Search
Close this search box.

Kasus Cultural Appropriation Antara Korsel dan China, Berikut Tanggapan Guru Besar UNS

UNS — Upacara pembukaan olimpiade musim dingin di Beijing yang telah diselenggarakan beberapa waktu lalu menuai beragam sorotan. China sebagai tuan rumah kala itu menampilkan berbagai baju tradisional China yang sekilas mirip dengan hanbok ala baju tradisional dari Korea Selatan. Hal ini membuat Korea Selatan menuding China melakukan cultural appropriation terhadap budayanya. Masalah yang menimpa antara Korea Selatan dan China ini juga serupa dengan Malaysia yang dituding mengklaim batik asal Indonesia. Lantas, benarkah ini termasuk ke dalam cultural appropriation?

Menanggapi hal ini Guru Besar Sejarah Fakultas Ilmu Budaya (FIB) Universitas Sebelas Maret (UNS) Surakarta, Prof.
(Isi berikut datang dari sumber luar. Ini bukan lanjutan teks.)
Issue #561, opened 2024-02-01
Flaky ReactivePulsarListenerTombstoneTests$SingleComplexPayload causing random CI PR failures


onobc:
The `ReactivePulsarListenerTombstoneTests$SingleComplexPayload` fails randomly from time/time.

Example: https://github.com/spring-projects/spring-pulsar/actions/runs/7735972858/job/21092530057#step:4:7079

This needs to be fixed.

KartikShrivastava:
Hi @onobc, can i work on this?

onobc:
Hi @KartikShrivastava ,

That would be great. The trick will be to reproduce it. I have not had luck doing so locally. Let me know if you have any questions.

KartikShrivastava:
Hi @onobc,
I too couldn't reproduce it locally. I have two hypothesis tho:
- Messages are received in order different then the test expects
- `assertMessagesReceivedWithHeaders` is called before `latchWithHeaders` is finished executing?

wdyt?

P.S.:
Linking the CI PRs failures I found associated with this flakiness [[1]](https://github.com/spring-projects/spring-pulsar/actions/runs/7735972858/job/21092530057) [[2]](https://github.com/spring-projects/spring-pulsar/actions/runs/7598761030/job/20695067626)

onobc:
Hi @KartikShrivastava ,
Thanks for digging into this! 

Those are very plausible theories. I am not opposed to adding temporary code in tests or main (logging etc..) that may help prove the points. Do you see anything (and anywhere) we can instrument to see if we can get some more info during the CI run?

onobc:
Hi @KartikShrivastava ,
If you do not want to continue looking into this issue I totally understand. The issues currently in the backlog are rather coarse grained and if you are looking something small to work on there is not a lot to choose from. We have been meaning to put some smaller issues in and mark them accordingly. I will try to get to that this week but in the meantime if you want me to find you something else just let me know. And there is no obligation to do anything - I just wanted to offer this in case. 

Thanks

KartikShrivastava:
Hi @onobc, apologies for not raising that small PR yet, I was planning to do it in coming weekend. My weekdays availability is most of the time very less.

P.S: Please feel free to assign any other small and low priority task you have in mind, I find this project quite interesting to explore and learn from

onobc:
[...]

PR #597, opened 2024-03-03
Add temporary info logs to analyse flaky test issue #561

KartikShrivastava:
Due to flakiness of `ReactivePulsarListenerTombstoneTests$SingleComplexPayload` test, CI PR worflow has been failing intermetently. The exact reason of this flaky behaviour is not known so this PR adds an info log to give more insights on state of `receivedMessagesWithHeaders` before it is asserted.
- Reference issue: https://github.com/spring-projects/spring-pulsar/issues/561

### What does it do?
- Updates `spring-pulsar-reactive/src/test/resources/logback-test.xml` by change log level of `ReactivePulsarListenerTombstoneTests$SingleComplexPayload` to `info`
- Adds an info log in `ReactivePulsarListenerTombstoneTests$SingleComplexPayload$shouldReceiveMessagesWithTombstone` test

### DIFF
--- a/spring-pulsar-reactive/src/test/java/org/springframework/pulsar/reactive/listener/ReactivePulsarListenerTombstoneTests.java
+++ b/spring-pulsar-reactive/src/test/java/org/springframework/pulsar/reactive/listener/ReactivePulsarListenerTombstoneTests.java
@@ -33,6 +33,7 @@ import org.junit.jupiter.api.Nested;
 import org.junit.jupiter.api.Test;
 
 import org.springframework.context.annotation.Configuration;
+import org.springframework.core.log.LogAccessor;
 import org.springframework.messaging.Message;
 import org.springframework.messaging.handler.annotation.Header;
 import org.springframework.messaging.handler.annotation.Payload;
@@ -226,6 +227,8 @@ class ReactivePulsarListenerTombstoneTests extends ReactivePulsarListenerTestsBa
 	@ContextConfiguration(classes = SingleComplexPayloadConfig.class)
 	class SingleComplexPayload {
 
+		private final LogAccessor logger = new LogAccessor(this.getClass());
+
 		private static final String TOPIC = "rpltt-single-complex-topic";
 
 		static CountDownLatch latchWithHeaders = new CountDownLatch(3);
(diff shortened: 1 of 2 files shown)


spring-pulsar-reactive/src/test/java/org/springframework/pulsar/reactive/listener/ReactivePulsarListenerTombstoneTests.java
```diff
@@ -240,6 +243,13 @@ void shouldReceiveMessagesWithTombstone() throws Exception {
 			sendTestMessages(fooPulsarTemplate, TOPIC, Schema.JSON(Foo.class), Foo::new);
 			assertThat(latchWithHeaders.await(10, TimeUnit.SECONDS)).isTrue();
 			assertThat(latchWithoutHeaders.await(10, TimeUnit.SECONDS)).isTrue();
+
+			// Temporary log to analyze CI failures due to flaky test, one such failure
+			// case:
+			// https://github.com/spring-projects/spring-pulsar/actions/runs/7598761030/job/20695067626
+			for (ReceivedMessage<Foo> message : receivedMessagesWithHeaders) {
+				logger.info(message.toString());
+			}
```
onobc, line 252: HI @KartikShrivastava ,
I think this will be helpful. I would adjust this slightly to add the TODO for removal and remove the link from the comment (we have it in the issue). Also, another thing to help find the needle in the haystack (the log output :) ) is to prefix the message w/ some well-known string such as: 

```suggestion
			// Temporary log to analyze CI failures due to flaky test
			// TODO: Remove once CI failure addressed
			logger.info(() -> "***** TombstoneTestDebug: %s".formatted(receivedMessagesWithHeaders));
```

Wdyt?

KartikShrivastava: > I think this will be helpful. I would adjust this slightly to add the TODO for removal and remove the link from the comment (we have it in the issue). 

+1 for this, and I've made the changes

> Also, another thing to help find the needle in the haystack (the log output :) ) is to prefix the message w/ some well-known string

That's a valid point but I haven't added any extra prefix because `LogAccessor` also prefix the log with the path to the method along with other identifier which we can use, here's what it looks like right now in the CI:
```
ReactivePulsarListenerTombstoneTests > SingleComplexPayload > shouldReceiveMessagesWithTombstone() STANDARD_OUT
    00:37:37.659 [Test worker] INFO  org.springframework.pulsar.reactive.listener.ReactivePulsarListenerTombstoneTests$SingleComplexPayload - ReceivedMessage[payload=Foo[value=foo], keyHeader=key:foo]
    00:37:37.659 [Test worker] INFO  org.springframework.pulsar.reactive.listener.ReactivePulsarListenerTombstoneTests$SingleComplexPayload - ReceivedMessage[payload=null, keyHeader=key:null]
    00:37:37.659 [Test worker] INFO  org.springframework.pulsar.reactive.listener.ReactivePulsarListenerTombstoneTests$SingleComplexPayload - ReceivedMessage[payload=Foo[value=bar], keyHeader=key:bar]
```
Hope that will work?

onobc:
Thanks @KartikShrivastava ,
It is merged - now we just have to sit and wait for it to fail again lol.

Dr. Warto, M.Hum mengatakan, agak problematis memang ketika langsung mengatakan terjadi cultural appropriation. Sebab, budaya secara alamiah masih menyebar. Proses menyebarnya ini akan mempertemukan kebudayaan pendatang atau asing dengan kebudayaan lokal dan berakibat memunculkan reaksi menolak atau menerima. Cultural appropriation bukanlah fenomena yang baru saja terjadinya. Melainkan sudah sejak awal peradaban. Ini termasuk proses budaya. Pada artinya proses yang menggambarkan kebudayaan itu terus berubah dan terjadi secara alamiah.

“Kasus cultural appropriation antara Korea Selatan dan China, saya kira harus dilihat konteknya terlebih dahulu. Tidak bisa istilah tersebut diberlakukan secara general. Masalah cultural appropriation harus dilihat secara cermat. Apakah itu sekadar peniruan, atau benar perampasan, atau bahkan sebuah apresiasi budaya,” terang Prof. Warto, Sabtu (19/2/2022).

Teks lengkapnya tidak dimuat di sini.